TASK OBJECTIVE | Which lines of the entries contain the word "else"? Please list them.

Collected data entries |
******

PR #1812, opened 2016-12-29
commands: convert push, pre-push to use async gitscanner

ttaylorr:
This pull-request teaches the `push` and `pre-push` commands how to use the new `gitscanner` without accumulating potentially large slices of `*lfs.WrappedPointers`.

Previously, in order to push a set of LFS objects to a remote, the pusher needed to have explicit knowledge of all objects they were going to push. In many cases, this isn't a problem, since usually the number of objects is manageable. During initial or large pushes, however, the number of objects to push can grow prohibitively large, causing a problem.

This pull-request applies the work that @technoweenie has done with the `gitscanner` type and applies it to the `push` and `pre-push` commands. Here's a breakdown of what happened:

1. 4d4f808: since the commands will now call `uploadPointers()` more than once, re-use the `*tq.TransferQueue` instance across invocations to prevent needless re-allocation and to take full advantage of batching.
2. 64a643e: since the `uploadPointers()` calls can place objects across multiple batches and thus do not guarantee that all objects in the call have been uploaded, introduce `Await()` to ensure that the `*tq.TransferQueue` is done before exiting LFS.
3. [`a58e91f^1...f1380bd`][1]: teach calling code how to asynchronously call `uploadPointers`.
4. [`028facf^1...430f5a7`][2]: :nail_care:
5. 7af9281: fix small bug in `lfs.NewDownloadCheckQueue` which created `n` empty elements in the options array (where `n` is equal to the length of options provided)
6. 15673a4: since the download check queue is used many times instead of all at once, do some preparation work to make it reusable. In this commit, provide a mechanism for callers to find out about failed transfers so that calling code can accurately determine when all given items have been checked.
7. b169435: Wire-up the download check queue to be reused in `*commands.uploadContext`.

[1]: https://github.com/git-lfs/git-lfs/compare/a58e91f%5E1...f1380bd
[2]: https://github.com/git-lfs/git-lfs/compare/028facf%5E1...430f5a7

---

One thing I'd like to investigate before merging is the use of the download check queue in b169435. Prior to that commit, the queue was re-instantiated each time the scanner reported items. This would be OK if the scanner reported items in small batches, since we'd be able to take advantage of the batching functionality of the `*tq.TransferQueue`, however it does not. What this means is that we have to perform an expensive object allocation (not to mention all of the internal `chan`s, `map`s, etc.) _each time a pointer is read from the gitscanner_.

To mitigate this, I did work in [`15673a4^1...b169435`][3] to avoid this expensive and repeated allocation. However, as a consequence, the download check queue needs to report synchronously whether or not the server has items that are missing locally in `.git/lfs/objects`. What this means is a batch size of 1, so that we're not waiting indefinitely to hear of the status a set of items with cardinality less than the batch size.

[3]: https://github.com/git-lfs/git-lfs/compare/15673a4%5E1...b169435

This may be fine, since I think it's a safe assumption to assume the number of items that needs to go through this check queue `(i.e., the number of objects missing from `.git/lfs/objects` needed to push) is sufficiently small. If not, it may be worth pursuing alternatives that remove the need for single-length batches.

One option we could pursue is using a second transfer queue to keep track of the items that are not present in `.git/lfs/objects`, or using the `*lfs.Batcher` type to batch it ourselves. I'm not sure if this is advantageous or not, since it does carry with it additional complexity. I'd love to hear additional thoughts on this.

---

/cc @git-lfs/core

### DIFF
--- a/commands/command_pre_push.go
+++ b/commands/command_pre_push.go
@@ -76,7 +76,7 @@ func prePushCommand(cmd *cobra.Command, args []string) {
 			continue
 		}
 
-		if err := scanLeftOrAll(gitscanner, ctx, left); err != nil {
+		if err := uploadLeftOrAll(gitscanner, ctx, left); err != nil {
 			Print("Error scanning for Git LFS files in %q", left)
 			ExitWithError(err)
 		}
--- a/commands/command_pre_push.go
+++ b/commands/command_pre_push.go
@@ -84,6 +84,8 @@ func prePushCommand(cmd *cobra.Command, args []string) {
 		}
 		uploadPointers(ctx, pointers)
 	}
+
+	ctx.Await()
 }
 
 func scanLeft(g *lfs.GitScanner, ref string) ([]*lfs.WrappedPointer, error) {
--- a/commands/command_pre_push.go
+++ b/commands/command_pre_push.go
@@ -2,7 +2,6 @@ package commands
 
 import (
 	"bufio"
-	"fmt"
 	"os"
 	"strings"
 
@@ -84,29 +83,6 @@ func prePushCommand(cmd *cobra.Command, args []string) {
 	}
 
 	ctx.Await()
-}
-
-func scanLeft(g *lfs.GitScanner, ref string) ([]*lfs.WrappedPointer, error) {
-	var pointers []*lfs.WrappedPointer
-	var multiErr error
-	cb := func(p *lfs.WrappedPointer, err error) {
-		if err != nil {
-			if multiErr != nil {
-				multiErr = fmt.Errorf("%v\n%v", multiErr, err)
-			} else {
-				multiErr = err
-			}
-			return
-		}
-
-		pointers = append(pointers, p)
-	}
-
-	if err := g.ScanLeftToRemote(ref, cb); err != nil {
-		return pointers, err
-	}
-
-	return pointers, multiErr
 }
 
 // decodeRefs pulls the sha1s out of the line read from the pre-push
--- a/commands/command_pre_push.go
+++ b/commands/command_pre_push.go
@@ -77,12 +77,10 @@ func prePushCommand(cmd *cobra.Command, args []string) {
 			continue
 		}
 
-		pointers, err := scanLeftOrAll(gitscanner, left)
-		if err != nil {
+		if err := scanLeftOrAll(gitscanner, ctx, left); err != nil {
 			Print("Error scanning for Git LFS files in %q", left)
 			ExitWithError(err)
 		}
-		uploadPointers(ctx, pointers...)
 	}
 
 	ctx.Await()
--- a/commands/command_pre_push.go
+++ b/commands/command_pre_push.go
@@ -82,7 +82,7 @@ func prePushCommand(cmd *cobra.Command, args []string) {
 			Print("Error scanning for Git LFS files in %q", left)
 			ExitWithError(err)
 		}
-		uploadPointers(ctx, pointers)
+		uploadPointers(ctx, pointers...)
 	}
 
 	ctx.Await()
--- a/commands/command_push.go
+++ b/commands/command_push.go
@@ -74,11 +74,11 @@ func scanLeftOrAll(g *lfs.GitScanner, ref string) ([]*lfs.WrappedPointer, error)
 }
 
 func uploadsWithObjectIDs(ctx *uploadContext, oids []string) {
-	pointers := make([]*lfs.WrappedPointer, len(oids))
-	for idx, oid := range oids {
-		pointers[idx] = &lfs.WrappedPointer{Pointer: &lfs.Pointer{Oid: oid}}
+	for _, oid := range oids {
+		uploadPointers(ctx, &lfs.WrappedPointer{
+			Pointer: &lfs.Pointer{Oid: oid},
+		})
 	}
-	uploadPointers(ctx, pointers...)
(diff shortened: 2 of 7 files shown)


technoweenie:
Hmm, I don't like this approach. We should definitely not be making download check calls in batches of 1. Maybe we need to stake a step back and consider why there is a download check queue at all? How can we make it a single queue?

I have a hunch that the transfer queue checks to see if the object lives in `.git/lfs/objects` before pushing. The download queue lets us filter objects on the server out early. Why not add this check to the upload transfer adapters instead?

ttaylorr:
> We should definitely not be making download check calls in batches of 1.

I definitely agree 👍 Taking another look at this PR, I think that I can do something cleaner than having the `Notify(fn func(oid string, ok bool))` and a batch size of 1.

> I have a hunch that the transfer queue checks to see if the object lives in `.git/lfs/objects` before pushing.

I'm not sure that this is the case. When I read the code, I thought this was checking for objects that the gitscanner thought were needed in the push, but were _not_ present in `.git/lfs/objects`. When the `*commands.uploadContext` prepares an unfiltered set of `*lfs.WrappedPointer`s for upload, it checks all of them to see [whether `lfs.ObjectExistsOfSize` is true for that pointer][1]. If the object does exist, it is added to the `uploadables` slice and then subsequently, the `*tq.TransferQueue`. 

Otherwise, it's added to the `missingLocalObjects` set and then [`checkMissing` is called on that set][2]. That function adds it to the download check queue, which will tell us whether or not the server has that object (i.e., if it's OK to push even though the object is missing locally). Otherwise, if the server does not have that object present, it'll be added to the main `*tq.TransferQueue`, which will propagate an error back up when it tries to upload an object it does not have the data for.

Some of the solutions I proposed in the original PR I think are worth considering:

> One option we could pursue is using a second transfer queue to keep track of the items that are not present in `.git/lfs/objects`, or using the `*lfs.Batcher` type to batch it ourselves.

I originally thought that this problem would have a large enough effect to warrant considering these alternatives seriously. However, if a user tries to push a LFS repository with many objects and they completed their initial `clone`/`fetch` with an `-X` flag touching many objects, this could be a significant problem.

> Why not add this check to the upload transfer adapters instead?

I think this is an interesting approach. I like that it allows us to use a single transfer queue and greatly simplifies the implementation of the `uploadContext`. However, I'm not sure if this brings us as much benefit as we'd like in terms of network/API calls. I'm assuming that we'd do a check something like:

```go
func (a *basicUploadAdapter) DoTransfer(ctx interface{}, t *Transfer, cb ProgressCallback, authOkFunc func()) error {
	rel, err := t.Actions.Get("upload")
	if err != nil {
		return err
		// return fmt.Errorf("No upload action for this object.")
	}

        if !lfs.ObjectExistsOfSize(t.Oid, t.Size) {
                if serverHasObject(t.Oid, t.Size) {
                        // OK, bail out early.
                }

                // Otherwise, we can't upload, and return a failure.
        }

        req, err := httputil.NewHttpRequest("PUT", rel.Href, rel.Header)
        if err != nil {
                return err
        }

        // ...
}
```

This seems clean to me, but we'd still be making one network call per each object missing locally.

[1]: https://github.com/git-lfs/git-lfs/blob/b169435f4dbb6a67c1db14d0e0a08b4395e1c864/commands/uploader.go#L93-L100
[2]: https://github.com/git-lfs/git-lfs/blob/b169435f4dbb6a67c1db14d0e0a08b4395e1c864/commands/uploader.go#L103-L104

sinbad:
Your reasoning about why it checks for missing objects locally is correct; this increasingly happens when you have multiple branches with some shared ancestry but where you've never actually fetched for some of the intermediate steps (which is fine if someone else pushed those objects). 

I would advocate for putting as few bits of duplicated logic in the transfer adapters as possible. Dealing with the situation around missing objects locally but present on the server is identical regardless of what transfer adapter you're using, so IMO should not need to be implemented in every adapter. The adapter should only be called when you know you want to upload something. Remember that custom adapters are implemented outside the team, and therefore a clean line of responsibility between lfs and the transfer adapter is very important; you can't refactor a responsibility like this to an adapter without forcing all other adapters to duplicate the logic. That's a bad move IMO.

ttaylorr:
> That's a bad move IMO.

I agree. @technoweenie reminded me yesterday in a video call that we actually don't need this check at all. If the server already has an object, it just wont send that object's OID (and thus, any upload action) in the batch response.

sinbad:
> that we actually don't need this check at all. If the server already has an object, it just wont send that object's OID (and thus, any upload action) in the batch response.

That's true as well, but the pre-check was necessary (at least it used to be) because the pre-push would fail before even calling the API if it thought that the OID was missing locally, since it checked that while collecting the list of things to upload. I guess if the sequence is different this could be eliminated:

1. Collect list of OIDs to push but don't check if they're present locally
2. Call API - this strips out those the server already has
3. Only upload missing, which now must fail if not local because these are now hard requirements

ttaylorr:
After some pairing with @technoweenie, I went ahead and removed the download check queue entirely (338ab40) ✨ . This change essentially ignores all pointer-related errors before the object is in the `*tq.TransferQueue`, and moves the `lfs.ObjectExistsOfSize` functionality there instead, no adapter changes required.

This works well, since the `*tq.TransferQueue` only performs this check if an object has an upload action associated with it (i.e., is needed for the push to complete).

******

EXERCISE RESPONSE |
-			} else {
Your reasoning about why it checks for missing objects locally is correct; this increasingly happens when you have multiple branches with some shared ancestry but where you've never actually fetched for some of the intermediate steps (which is fine if someone else pushed those objects). 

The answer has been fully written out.